[Saved entries]

Start of Block

PR #1660, opened 2018-06-07
Use 48kHz as default audio samplerate

ferdnyc:
This PR changes the default project & settings samplerate to 48kHz, and updates every preset to that rate (if it was previously using 44.1kHz) except for two:
* `metacafe.xml`
* `picasa.xml`

I don't even know what to make of those two, so I'm loathe to touch them. But they both use `VGA NTSC` as the default profile and MP3 audio, so 44.1kHz audio is not unreasonable as a default.

For all other presets, either the format standard or the online documentation from the hosting provider recommends 48kHz audio, which will also be the rate used by the majority of input video being edited in OpenShot today. Resampling all of that audio down to (a sometimes-not-officially-supported, e.g. by YouTube) 44.1kHz no longer makes sense.


ferdnyc:
See #1344 and #1594 for some further discussion of samplerate defaults/support.

ferdnyc:
This change is, I would think, g2g post-2.4.2, and I still can't think of any reason **not** to do it. (If anyone can come up with any, please speak up!)

DylanC:
@ferdnyc - I'm happy to put this in. Makes sense as a follow up PR from the AC3 change.

PR #1740, opened 2018-06-28
Adjust clip movement and slicing to the nearest frame position

jonoomph:
Adjust clip movement and slicing to the nearest frame position (based on project framerate)... to prevent placing clips and cuts in between frames, which can have strange results.


sknaumov:
These changes leaded to the bug #2231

End of Block

- **Exercise instructions**
In the entries above, how many lines hold "samplerate"? Answer with the number alone.

- **Solution to this task**
3